To finish a thought I started earlier about clauses, RDNA introduces an instruction that defines a mode where long streams of certain instruction types can monopolize the wavefront scheduling for that type. The CU will no longer let another wavefront issue instructions of that type until the current wavefront reaches some kind of exit condition.
The instruction, S_CLAUSE, will let a wavefront get exclusive instruction issue in subsequent cycles for whatever type of instruction comes immediately afterward (if of the following types: VALU, SMEM, LDS, FLAT, Texture, buffer, global and scratch). Most of these are some kind of memory access, outside of VALU. The clause continues until an instruction of a different type is encountered, at which point it automatically ends. There may be a number of other exit conditions, as there seems to be a mention of a numerical limit for scalar memory.
One possible source of confusion here is that AMD has used the word clause in different ways. VLIW GPUs had clause types similar to this, with ALU clauses and a variety of memory-access type clauses. The details of what makes up those memory types has changed. For example, the LDS type has been promoted to be its own clause, and vertex fetch isn't its own type.
VLIW clause instructions are heavier in weight, have explicit types instead of checking what the next instruction type is, and have explicit counts for how many instructions they contain instead of automatically detecting when a new instruction type is fetched.
The monopolization of instruction issue is somewhat akin to VLIW, although the wording in the RDNA doc seems less clear on whether it's monopolizing all instruction issue or just the issue of the specific type within a CU.
For GCN GPUs, the clause term showed up on occasion, but this seemed to be more of a description of when many instructions of the same type occurred in a row rather than a hard-defined clause. For RDNA, these seem to have been been renamed as instruction groups, while the term clause has been promoted to a run of the same type of instructions whose issue is architecturally-enforced with S_CLAUSE.
What penalties and benefits there are aren't wholly spelled out. VLIW had large ~40 cycle penalties for changing clauses, but RDNA's GCN heritage would give a much lower overhead due to it switching wavefronts more often. Whether that means zero switching overhead isn't clear, I think there is some loss if switching happens too often.
On the other hand, a clause monopolizing instruction issue would presumably hurt CU throughput, although it may allow for faster run-through of phases of execution like setup or writeback that might benefit from not having interference from other wavefronts.

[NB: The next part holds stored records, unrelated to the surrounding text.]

PR #1245, opened 2020-04-26
GeoIP2 extension to sourcemod

Accelerator74:
I updated the geoip extension for sourcemod using my geoip2 extension.


KyleSanderson:
@Accelerator74 can you resolve the merge conflicts.
@psychonic do you know the latest on this stuff? I know it's been a minute since we looked at this stuff but you're way more present with the maxmind stuff than I am.

Accelerator74:
Added automatic search for the database file, because the mmdb format is also used by [DB-IP](https://db-ip.com/db) (so that you don't have to rename database files).

KyleSanderson:
@peace-maker this looks okay to me but I haven't looked at the upstream source. WDYT?

extensions/geoip/extension.cpp
```diff
@@ -96,51 +154,229 @@ inline void StripPort(char *ip)
...
+{
+	char *ip;
+	char *lang;
+	pCtx->LocalToString(params[1], &ip);
+	pCtx->LocalToString(params[4], &lang);
+	StripPort(ip);
+
+	if (strlen(lang) == 0) strcpy(lang, "en");
+
+	const char *path[] = {"country", "names", lang, NULL};
```
peace-maker, line 248: How does libmaxminddb handle path lookups of invalid languages? Does it fall back to "en" on it's own?

If it just doesn't return anything for invalid languages, this should check if the supplied language is supported in the `metadata.languages` array and fall back to "en" if it's not.
The same needs to be done for all other natives supporting that language parameter.

.gitmodules
```diff
@@ -1,6 +1,6 @@
-[submodule "public/amtl"]
```
peace-maker, line 1: No need to touch this file.

extensions/geoip/extension.cpp
```diff
@@ -96,51 +154,229 @@ inline void StripPort(char *ip)
...
+	std::string str = lookupString(ip, path);
+	const char *ccode = str.c_str();
+
+	pCtx->StringToLocal(params[2], params[3], ccode);
```
peace-maker, line 252: StringToLocalUTF8

Same applies to all other natives.

extensions/geoip/extension.cpp
```diff
@@ -96,51 +154,229 @@ inline void StripPort(char *ip)
...
+
+static cell_t sm_Geoip_CountryEx(IPluginContext *pCtx, const cell_t *params)
+{
+	char *ip;
+	char *lang;
+	pCtx->LocalToString(params[1], &ip);
+	pCtx->LocalToString(params[4], &lang);
+	StripPort(ip);
+
+	if (strlen(lang) == 0) strcpy(lang, "en");
```
peace-maker, line 246: It's not allowed to write to data returned by `LocalToString`. This can cause a buffer overflow in the VM.

plugins/include/geoip.inc
```diff
@@ -69,6 +87,93 @@ native bool GeoipCode3(const char[] ip, char ccode[4]);
  */
 native bool GeoipCountry(const char[] ip, char[] name, int maxlength);
 
+/**
+ * Gets the full country name.
+ *
+ * @param ip			Ip to determine the country code.
+ * @param name			Destination string buffer to store the country name.
+ * @param maxlength			Maximum length of output string buffer.
+ * @param lang			Which language to the output of result the geoip2 lookup.
```
peace-maker, line 96: How about: `The desired language of the output as a language code.`
Same for all other natives with that parameter.

peace-maker (changes requested):
This is cool stuff! Some comments inline.

Also is there an actual use case to supply the desired output language as a string like `"en"` to the natives?
I only see it being used to translate the country or whatever to a client's language to display it nicely. So you would always do. 
```
char sClientLang[8];
GetLanguageInfo(GetClientLanguage(client), sClientLang, sizeof(sClientLang), "", 0);
GeoipCountryEx(ip, ..., sClientLang);
```

Why not pass the target client index instead and lookup the client's language directly in the extension?

extensions/geoip/extension.cpp
Accelerator74: Returns emptiness. In the native, there is a check for an empty result :)

For example:
```
#include <geoip>

public OnPluginStart()
{
	char temp[64];
	if (GeoipCountry("8.8.8.8", temp, sizeof(temp), "ch"))
	{
		PrintToServer("true %s", temp);
	}
	else
	{
		PrintToServer("false %s", temp);
	}
}
```
Result `false`

Is it still worth checking languages?)

extensions/geoip/extension.cpp
```diff
@@ -29,44 +29,102 @@
...
 	g_pShareSys->RegisterLibrary(myself, "GeoIP");
-	g_pSM->LogMessage(myself, "GeoIP database info: %s", GeoIP_database_info(gi));
+
+	char date[40];
+	const time_t epoch = (const time_t)mmdb.metadata.build_epoch;
+	strftime(date, 40, "%F %T UTC", gmtime(&epoch));
+
+	g_pSM->LogMessage(myself, "GeoIP2 database loaded: %s (%s)", mmdb.metadata.database_type, date);
+
+	char buf[64];
```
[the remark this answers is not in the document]
Accelerator74: This simply cannot be if the database was able to load)

The buffer should be sufficient.

The maxmind database contains: `de en es fr ja pt-BR ru zh-CN` (buffer size 29 characters)
In DBIP: `en de es fr ja pt-BR ru zh-CN fa ko` (buffer size 35 characters)

.gitmodules
Accelerator74: This came from the geoip2-wip branch, from psychonic, when the libmaxminddb library was loaded there.

extensions/geoip/extension.cpp
Accelerator74: I don't quite understand what kind of fix is needed here :)

Accelerator74:
> Why not pass the target client index instead and lookup the client's language directly in the extension?

For example, I don’t want some countries to be displayed in the player’s language and I want to choose which one language to display a message about geo data by IP address.

extensions/geoip/extension.cpp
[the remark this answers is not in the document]
peace-maker: The [docs ](http://maxmind.github.io/libmaxminddb/index.html) say

> There is no requirement that the database metadata include languages or descriptions, so the count for these parts of the metadata can be zero. All of the other MMDB_metadata_s fields should be populated.

So we should handle that case for the future.

Cool, the buffer size is fine I guess 👍

plugins/include/geoip.inc
```diff
@@ -69,6 +91,89 @@ native bool GeoipCode3(const char[] ip, char ccode[4]);
...
+ *
+ * @param lat1       The first IP latitude.
+ * @param lon1       The first IP longitude.
+ * @param lat2       The second IP latitude.
+ * @param lon2       The second IP longitude.
+ * @param system     The system of measurement, 0 = Metric(kilometers) or 1 = English(miles).
+ *
+ * @return           The distance as result in specified system of measurement.
+ */
+native float GeoipDistance(float lat1, float lon1, float lat2, float lon2, system = SYSTEM_METRIC);
```
peace-maker, line 175: Whops, `system` needs a type here.

extensions/geoip/extension.cpp
peace-maker: Hm, I see. Is this the most intuitive and useful behavior though? Most likely you really want to display/store the data when you use one of the Geoip* natives, so if lookup for a language fails, you'd have to manually fall back to some other language. Every plugin would have to implement that logic, so wouldn't it be useful to do it straight in the natives to save some typing?

Instead of checking metadata.languages, which apparently might be empty, we could just see if the result is empty and try again with the server's language. This would mimic the fallback behavior of the general translation system in SourceMod. `Desired language -> server language -> english`

extensions/geoip/extension.cpp
peace-maker: Hm, since the natives have a default value of `"en"` already, maybe just removing that line is enough? Together with the fallback to the server language, this'll behave the same.

extensions/geoip/extension.cpp
Accelerator74: Nevertheless, it seems to me it will be strange if the plugin tries, for example, to find a country name on Japanese language, which is not in the database, and instead of an empty result it will display information in English. For me this is not logical)

The main task of the extension is, after all, the definition of geo data, and the choice of language, it seems to me, is only an additional option. Whether to use it or not, everyone must decide. The functionality of the sourcemod allows to determine the language of the player and who needs it, he will use it.

English remains the nationwide language, in which we actually display information by default :)

Accelerator74: >Instead of checking metadata.languages, which apparently might be empty, we could just see if the result is empty and try again with the server's language.

Besides, if we check not by the array of languages (`mmdb.metadata.languages.names`), we will have to access the database 2 more times (if suddenly the server language is also not found in the database). Yes, this is not essential, but why complicate the code so much? :)

extensions/geoip/extension.cpp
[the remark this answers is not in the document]
Accelerator74: Well, so far I have never seen in 2 years that the list of languages is not displayed :)

extensions/geoip/extension.cpp
Accelerator74: Ok, i added language check :)

peace-maker:
Thank you! The fallback to the server language looks good.

I'll wait for a comment from other maintainers about the `const char[] lang` vs. `int client` parameter question to determine which language to use as proposed in my previous comment. Deliberately choosing a different language than the player's selected one to display a message to them sounds like a very "niche" use case. And you could still use `SetClientLanguage` briefly to force it to something else..

Accelerator74:
Keep in mind that there are already some plugins that use this natives, because the geoip2 extension was released in 2018 :) But we can just add additional natives that will require the `client index`, not `char [] lang`.

Accelerator74:
Nevertheless, I made the definition of the language by the client index :) I see colleagues from the amxmodx team did the same :)

P.S.: By the way, yes, most of the code was borrowed from them, but it seems that everything is one team :)

KyleSanderson:
@peace-maker do you need anything from me to help move this one forward?

peace-maker:
@KyleSanderson No, this looks good. I didn't notice the changes after my last comment, so this is fine now from my side. If you don't have any strong feelings towards selecting the country language by string, 🚢 
There are a couple of nits left like using `.c_str()` and then calculating the length again using `strlen()` while we could just use the length of the `std::string` and indentation issues in the include doc comments.

But above all this requires changes to the packaging scripts, since we can't ship the old `GeoIp.dat` with this anymore. We can't include the latest database either due to licensing requirements as you know. We can merge this and do a follow up to fix the packaging and documentation afterwards though, since that's not something Accelerator74 can do.

plugins/include/geoip.inc
```diff
@@ -46,7 +62,7 @@
  *
  * @param ip            Ip to determine the country code.
  * @param ccode         Destination string buffer to store the code.
- * @return              True on success, false if no country found.
+ * @return				True on success, false otherwise.
```
peace-maker, line 65: Please use spaces instead of tabs for text alignment. Same for all documentation in this file!

extensions/geoip/extension.cpp
```diff
@@ -96,51 +158,263 @@ inline void StripPort(char *ip)
...
-	ccode = GeoIP_country_code_by_addr(gi, ip);
+	const char *path[] = {"country", "iso_code", NULL};
+	std::string str = lookupString(ip, path);
+	const char *ccode = str.c_str();
 
-	pCtx->StringToLocal(params[2], 3, ccode ? ccode : "");
+	pCtx->StringToLocalUTF8(params[2], 3, ccode, NULL);
 
-	return ccode ? 1 : 0;
+	return (strlen(ccode) != 0) ? 1 : 0;
```
peace-maker, line 170: No need to call `strlen`, since we can just use `str.length()`. This pattern appears in nearly all other native callbacks as well.

peace-maker (approved):

extensions/geoip/extension.cpp
Accelerator74: Hopefully ok now) I left `strlen` for RegionCode only. It's just that this function contains "hard" code :octocat:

(edit: Clauses also showed up with ARM's GPU architecture for arranging execution (not type based?). They were ISA elements in Bifrost that were then dumped with Valhall.)
It used to be far easier to reverse-engineer the silicon with semiconduction production processes of the past; here is
the ARM1 die from 1985, produced at 1 µm. Today's 7 nm should be like 150 times smaller, even the best
die shots by Fritzchens Fritz are unable to resolve such fine details.
OK, I'm oficially baffled as to why only 10-20% of the die surface is seemingly used for the actual logic, and why a thick copper layer covers the entire remaining surface (
it has to be sanded off to reveal the die).
I'm pretty sure it's some kind of flip-chip integration, so the upper surface should be the closest to the transistor layer. What's above it is the silicon substrate, which should be uninvolved with internal interconnects. All of the metal layers would be below that surface (hence flip-chip), and I assume what is being scraped off isn't those layers since I didn't see any solder balls or other elements on the surface.
The now-top of the die has some layer of silicon substrate, which could be thinned if desired or left for mechanical stiffness. I'm not sure if Polaris had something plated onto it or deposited. Zen did have an alloy plated onto that part of the die to allow for soldering to the heat-spreader.
The description is that it's sanding through the IHS, if that's what is on top of the die.
If so, why these sparsely placed blocks of silicon are even visible, and why the usable die area is so small with the rest being just copper layer?
If the blocks you mean are those on the perimeter, those would mostly be PHY and analog devices. Those are physically larger since they operate at different and frequently higher voltages, and analog properties are more closely aligned with physical dimensions. I think their implementation can lead to them etching much deeper into the silicon, and so in the reverse situation scraping from below would reach elements of them sooner.
I thought it could be some fancy
multi-layer 2.5D package where SRAM is attached with TSVs to the actual logic below and the substrate wafer seves as an interposer for the SRAM layer - but then those fixed-function 0.18 micron videochips from 2000s look pertty much the same:
Perhaps that's a wire-bonded chip rather than flip chip? An earlier picture showing the plastic enclosure being broken seemed to show wire bonding, and in that case we wouldn't have the flipped order of transistor and metal layers of modern chipos. Then, the PHY and non-transistor layers would be sanded through first.